As talk of Titmus’s times buzzed through the US Olympic trials, Ledecky insisted she remained focused only on her own performances.It is the strategy she has used ever since she sprang an upset 800m freestyle victory as a 15-year-old at the 2012 London Olympics.
She added gold in the 200m, 400m, 800m and 4x200m free relay in Rio four years later along with a 4x100m free relay silver. Owner of the 23 fastest 800m free times in history, Ledecky remains a heavy favourite in that event and in the 1,500m — in which she owns the 10 fastest times ever.
Ledecky is acutely conscious of the place in history a 1,500m free victory would bring, noting that former distance greats including American Evans never had the chance for gold in the event which was previously only swum by men at the Games.

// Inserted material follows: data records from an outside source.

PR #2901, opened 2024-10-02
ConditionLock deallocs its pthread_cond_t in more cases

rnro:
### Motivation:

Recently we changed the init and deinit behavior of `ConditionLock`, at that time the `UnsafeMutablePointer` allocation of the held `pthread_cond_t` was put behind a conditional compiler and runtime check. The deallocation of the same object was also put behind a conditional, however the conditions were mismatched leading to a leak on some platforms. Notably this surfaced when `wait`ing on an event loop future.

### Modifications:

`ConditionLock.deinit` now deallocs the held `pthread_cond_t` under the same conditions in which it allocs it.

### Result:

Creating a `ConditionLock` no longer leaks memory.


MaxDesiatov (approved):

Lukasa (approved):

Lukasa:
Worth considering whether we should add a regression benchmark test for this.

PR #2904, opened 2024-10-04
Make ByteBufferQUICBinaryEncodingStrategyTests compatible with 32-bit systems

hamzahrmalik:
This is a followup to #2867

Some of the literals used in the test cases were too big to fit in an Int32
This is fine on 64-bit systems, because the literals are considered as `Int`, which is Int64 on those systems
However, on 32-bit systems, those literals are considered as Int64

Change: Add `as Int64` where needed, to tell the compiler we want these literals to be treated as Int64, which should allow these tests to run on 32 bit systems too


Lukasa (approved):

finagolfin:
Thanks, I can confirm this pull fixed the 32-bit compilation issue for Android armv7.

“Hopefully we can do her proud in Tokyo,” Ledecky said of Evans, who held the 1,500m free record from March 1988 through June 2007.
But the addition of the 1,500m free pushes Ledecky’s Olympic programme almost to breaking point, with the 200m and 1,500m free finals coming in the same session. It’s the kind of challenge that has long fuelled Ledecky, who recalls liking the punishing 1,500m “right from the get-go” even though many young swimmers shy away from the demanding training it requires.

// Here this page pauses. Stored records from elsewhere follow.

PR #2909, opened 2024-10-09
Add convenience conformances to `ByteCount`

clintonpi:
Motivation:

Several arithmetic and comparison operations are done with `ByteCount` using the `bytes` property. Operating on the `ByteCount` type directly will be more convenient.

Modifications:

- Add `AdditiveArithmetic` and `Comparable` conformances to `ByteCount`.

Result:

The `ByteCount` type can undergo arithmetic and comparison operations.

### DIFF
--- a/Sources/NIOFileSystem/ByteCount.swift
+++ b/Sources/NIOFileSystem/ByteCount.swift
@@ -81,7 +81,7 @@ public struct ByteCount: Hashable, Sendable {
 }
 
 extension ByteCount: AdditiveArithmetic {
-    public static var zero: ByteCount {  ByteCount(bytes: 0) }
+    public static var zero: ByteCount { ByteCount(bytes: 0) }
 
     public static func + (lhs: ByteCount, rhs: ByteCount) -> ByteCount {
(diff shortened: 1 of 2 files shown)


Sources/NIOFileSystem/ByteCount.swift
```diff
@@ -80,4 +80,22 @@ public struct ByteCount: Hashable, Sendable {
     }
 }
 
+extension ByteCount: AdditiveArithmetic {
+    public static var zero = ByteCount(bytes: 0)
```
glbrntt, line 84: This should either be a `static let` or a `static` computed property:

```suggestion
    public static var zero: ByteCount {  ByteCount(bytes: 0) }
```

It's not a good idea to let any user change the meaning of `zero`!

glbrntt (changes requested):
Looks good, just need to fix up one thing first

glbrntt (commented):
Looks good but the format checking CI failed

glbrntt (approved):
Fab, thank you!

“I just like the work that you have to put in to be good at that race,” Ledecky said. “It requires really good pacing, probably more so than the 800, just being cautious up front and knowing how much you can push it.”
With so many plates in the air in Tokyo, Ledecky said she won’t be worrying about what her rivals might produce. “I can’t control if someone has some really fast swims and beats me and things like that,” she said. “So I just tried to focus on my goal times and how I want to swim each of my races.”
As the hype builds up around them, Ledecky and Titmus remain more than respectful, Titmus saying she is “still the hunter” despite posting the second-fastest 200m free in history at the Australian trials and a sizzling 3min 56.90 in the 400m.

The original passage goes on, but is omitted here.